Momentan reicht noch der Personalausweis, um nach Großbritannien einreisen zu können. Laut dem Auswärtigen Amt hat die britische Regierung für den Fall eines ungeregelten Brexits zugesichert, dass der Personalausweis auch bis Ende 2020 anerkannt wird. Ab dem 1. Januar 2021 könnte es dann sein, dass ein Reisepass notwendig wird.

Es ist außerdem damit zu rechnen, dass kein Visum für Reisen mit Aufenthalt bis 90 Tage beantragt werden muss. Bei einem harten Brexit könnte es anders aussehen, in dem Fall sollten Geschäftsreisende die Visumslage prüfen.

2. Flugverkehr und EU-Fluggastrechte

Der Flugverkehr wird laut der Association of British Travel Agents (ABTA) auch im Falle eines harten Brexit wie bisher weitergehen. Britische Fluglinien können also von Großbritannien aus Ziele innerhalb der EU anfliegen und über EU-Luftraum fliegen. Diese No-Deal-Einigung wird bis März 2020 gültig sein.

EU-Fluggastrechte sind nur für Flüge gültig, die innerhalb der EU starten oder von einer Fluglinie mit Sitz in der EU durchgeführt werden. Fliegt man also von Berlin nach London, können Ansprüche weiterhin geltend gemacht werden. Bei einem Flug von London nach Berlin ist dies nur möglich, wenn die Fluggesellschaft den Sitz in der EU hat. Großbritannien hat jedoch angekündigt, die bestehenden EU-Fluggastrechte auch nach dem Brexit zu gewährleisten. Es kann sicherlich nicht schaden, die Situation vor dem Flug noch mal zu prüfen und sich zu informieren.

3. Auto und Führerschein

Deutsche Führerscheine werden bisher in Großbritannien anerkannt. Nach dem Brexit soll sich das auch nicht ändern. Autofahrer sollten jedoch die Grüne Versicherungskarte mitnehmen und bei ihrer Versicherung nachfragen, ob UK weiterhin auf der Liste steht.

4. Krankenversicherung

Es ist noch nicht klar, was im Falle der Krankenversicherung bei einem Brexit ohne Abkommen gilt. Es kann sein, dass die europäische Gesundheitskarte (EHIC) nicht mehr akzeptiert wird. Daher sollten Reisende nach Großbritannien sicherheitshalber überprüfen, ob der Abschluss einer Auslandskrankenversicherung von Nöten ist.

5. Roaming

Seit 2017 ist das Ende der hohen Roaming-Gebühren in der EU besiegelt. Wenn Großbritannien die EU verlässt, werden die Kosten vermutlich wieder steigen. Dann kommt es auf die einzelnen Anbieter an, die Gebühren zu erlassen (oder zu erheben). Um hohe Kosten zu vermeiden, sollten Reisende sich bei ihrem Anbieter erkunden.

6. Wechselkurs

Die Brexit-Abstimmung hat die britische Währung geschwächt. Ein paar Tage vor dem Volksentscheid (20. Juni 2016) zum Brexit war der Wechselkurs Euro zu Pfund bei 1 € für £0,77. Heute (27. März 2019) bekommt man für 1 € etwas mehr, nämlich £0.85.

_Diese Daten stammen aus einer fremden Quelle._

PR #7170, opened 2025-09-15
Proper handling/mapping for `ThrottlingException` during embedding calls

krinart:
## 📝 Summary

Previously `ThrottlingException` would be mapped to `Internal` error in flight API, which would result in it being displayed as an internal error in repl:

Following changes were made:
* A new `FailedToCreateEmbeddingThrottling` error was introduced
* Proper throttling handling for bedrock/openai
* Mapping `FailedToCreateEmbeddingThrottling` to `unavailable` tonic error

New UX:
Screenshot 2025-09-15 at 4 12 03 PM

## 🔗 Related

https://github.com/spiceai/spiceai/issues/6546

## 🚨 Breaking Changes

N/A

## 📚 Docs

N/A

## 👀 Notes for Reviewers

N/A


crates/llms/src/embeddings/mod.rs
```diff
@@ -46,6 +46,11 @@ pub enum Error {
         source: Box<dyn std::error::Error + Send + Sync>,
     },
 
+    #[snafu(display("Failed to create embedding due to throttling. {source}"))]
+    FailedToCreateEmbeddingThrottling {
```
peasee:
```suggestion
    #[snafu(display("Embedding rate limit exceeded. {source}. Try again later."))]
    RateLimited {
```

crates/llms/src/openai/embed.rs
```diff
@@ -247,6 +252,19 @@ fn is_retriable_error(err: &OpenAIError) -> bool {
     }
 }
 
+fn is_throttling_error(err: &OpenAIError) -> bool {
+    match err {
+        OpenAIError::ApiError(api_err) => {
+            // Supported error codes: https://platform.openai.com/docs/guides/error-codes/api-errors
+            matches!(api_err.code.as_deref(), Some("429" | "503"))
```
lukekim, line 259: 503 isn't an throttling error, that's a OpenAI service down/issue, right?

peasee: OpenAI can return a 503 for "Slow down" - `503 - Slow Down: Cause: A sudden increase in your request rate is impacting service reliability.`, but we should probably match the error message because 503 could also be service unavailable.

krinart: Sorry, not sure what should be done here. The current message is `"Embedding rate limit exceeded. {source}. Try again later."`. Are you saying it should be updated to include `service unavailable`?

peasee: OpenAI can return an error code 503 that either means slow down, or that OpenAI as a service is unavailable. We should make sure we're not silencing the 503 when OpenAI is down.

krinart: Looking at API errors here https://platform.openai.com/docs/guides/error-codes/api-errors, there are 2 cases for 503:

Screenshot 2025-09-15 at 6 45 32 PM

Where do you see 503 indicating service unavailable?

crates/llms/src/embeddings/mod.rs
```diff
@@ -46,6 +46,11 @@ pub enum Error {
         source: Box<dyn std::error::Error + Send + Sync>,
     },
 
+    #[snafu(display("Embedding rate limit exceeded. {source}. Try again later."))]
```
phillipleblanc: `Try again later` is a weird error message to display - the user isn't trying again, Spice will. Perhaps something like "Spice will retry this request" (assuming we do actually retry it)

crates/llms/src/openai/embed.rs
peasee: The first item in that screenshot. `Cause: Our servers are experiencing high traffic`. a-la [HTTP 503 Service Unavailable](https://developer.mozilla.org/en-US/docs/Web/HTTP/Reference/Status/503)

crates/llms/src/embeddings/mod.rs
peasee: I thought this error is propagated up after the retry strategy exceeds its retry count?

lukekim: Regardless, we need to make the error better because the user can't try again themselves. I think we can just remove the "Try again later." and leave it at `Embedding rate limit exceeded. {source}.`

crates/llms/src/openai/embed.rs
krinart: Just to make sure, my understanding is that the real 503 will be returned as `OpenAIError::Reqwest`, not `OpenAIError::ApiError`. 

We handle it here: https://github.com/spiceai/spiceai/blob/69bc6e53cf5233cccb78f598f0cc45fbd8ca367a/crates/llms/src/openai/embed.rs#L241

So I do think it is safe to return these two cases of `OpenAIError::ApiError` as a `RateLimited` error. 

Please let me know if I'm missing something.

crates/llms/src/embeddings/mod.rs
krinart: Thank you, done!

crates/llms/src/openai/embed.rs
peasee: Is there some way we can prove that assumption?

phillipleblanc (dismissed):

crates/llms/src/openai/embed.rs
krinart: Good point, I don't think we can. 

So what's the recommendation here? Do you think we should never treat 503 as a throttling error?

peasee: My concern is the error codes page states at the top:

> This guide includes an overview on error codes you might see from both the [API](https://platform.openai.com/docs/introduction) and our [official Python library](https://platform.openai.com/docs/libraries#python-library).

This suggests to me a non-throttling 503 could originate from **either** `OpenAIError::Reqwest` if a load balancer is unavailable or `OpenAIError::ApiError` if it originates directly from their API.

Their Python API also treats [`RateLimitedError` as a 429](https://github.com/openai/openai-python/blob/main/src/openai/_exceptions.py#L128). I think we should not treat 503 as a throttling error because of this.

krinart: Done, thanks!

sgrebnov (approved):

Issue #7107, opened 2025-09-10
`spice trace` fails to parse timestamp


krinart:
## Describe the bug

```bash
> spice trace ai_chat
Spice.ai OSS CLI v1.7.0-unstable-build.9a1effe32
2025/09/10 15:49:57 ERROR SQL query to 'task_history' failed error="error parsing response from spiced: parsing time \"2025-09-10T22:49:53.077161Z\": extra text: \"Z\""
Error: failed to retrieve events from runtime.
```

## To Reproduce

1. Build spice from trunk
2. Execute sql or chat command
3. Run `spice trace ai_chat/sql_query`

## Expected behavior

`spice trace` shows most recent trace

### spice, spiced, OS info

- spice version: v1.7.0-unstable
- spiced version: v1.7.0-unstable
- OS info: Darwin

**Have you tried this on the latest `trunk` branch?**

- [x] Yes
- [ ] No

phillipleblanc:
This is very likely related to https://github.com/spiceai/spiceai/pull/7056

PR #7173, opened 2025-09-16
Fix timestamp parsing for spice trace

krinart:
## 📝 Summary

Add UTC timezone to timestamp parsing for Spice CLI

## 🔗 Related

https://github.com/spiceai/spiceai/issues/7107

### DIFF
--- a/bin/spice/pkg/taskhistory/taskhistory.go
+++ b/bin/spice/pkg/taskhistory/taskhistory.go
@@ -90,7 +90,7 @@ func (tMs *TimeWithMilliSeconds) UnmarshalJSON(b []byte) error {
 	s := string(b)
 	s = s[1 : len(s)-1]
 
-	layout := "2006-01-02T15:04:05.999999"
+	layout := "2006-01-02T15:04:05.999999Z"
 
 	t, err := time.Parse(layout, s)
 	if err != nil {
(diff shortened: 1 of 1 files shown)


bin/spice/pkg/taskhistory/taskhistory.go
```diff
@@ -90,15 +90,23 @@ func (tMs *TimeWithMilliSeconds) UnmarshalJSON(b []byte) error {
...
+
+    for _, layout := range layouts {
+        t, err = time.Parse(layout, s)
+        if err == nil {
+            *tMs = TimeWithMilliSeconds(t)
+            return nil
+        }
+    }
+
+	return fmt.Errorf("cannot parse time: %s", s)
```
lukekim: Seems like we should log the error?

lukekim:
```suggestion
	return fmt.Errorf("cannot parse time %s: %w", s, err)
```

krinart: Good catch. Although I changed to `fmt.Errorf("cannot parse time: %w", err)`. 

Otherwise we would get:
```bash
error parsing response from spiced: cannot parse time 2025-09-16T18:40:50.843578Z: parsing time \"2025-09-16T18:40:50.843578Z\": extra text: \"Z\"
```
Which seems slightly excessive.

Now it's:
```bash
error parsing response from spiced: cannot parse time: parsing time \"2025-09-16T18:41:29.471243Z\": extra text: \"Z\"
```

(The error is an example, the current implementation handles this value properly)

lukekim (approved):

Wer in Großbritannien mit Kreditkarte zahlt, für den fallen keine Zusatzgebühren an. Dies könnte sich mit dem Brexit ändern.

7. A1-Bescheinigung

Seit diesem Jahr ist die A1-Bescheinigung verpflichtend für Entsendungen ins Ausland. Momentan wird diese Bescheinigung für Großbritannien nur bis zum 29. März ausgestellt. Ob sich durch die Verzögerung bis zum 12.4. auch diese Ausstellungsfrist verändert, steht bislang noch nicht fest. Wer demnächst Mitarbeiter nach Großbritannien entsendet, sollte sich vorab darüber informieren.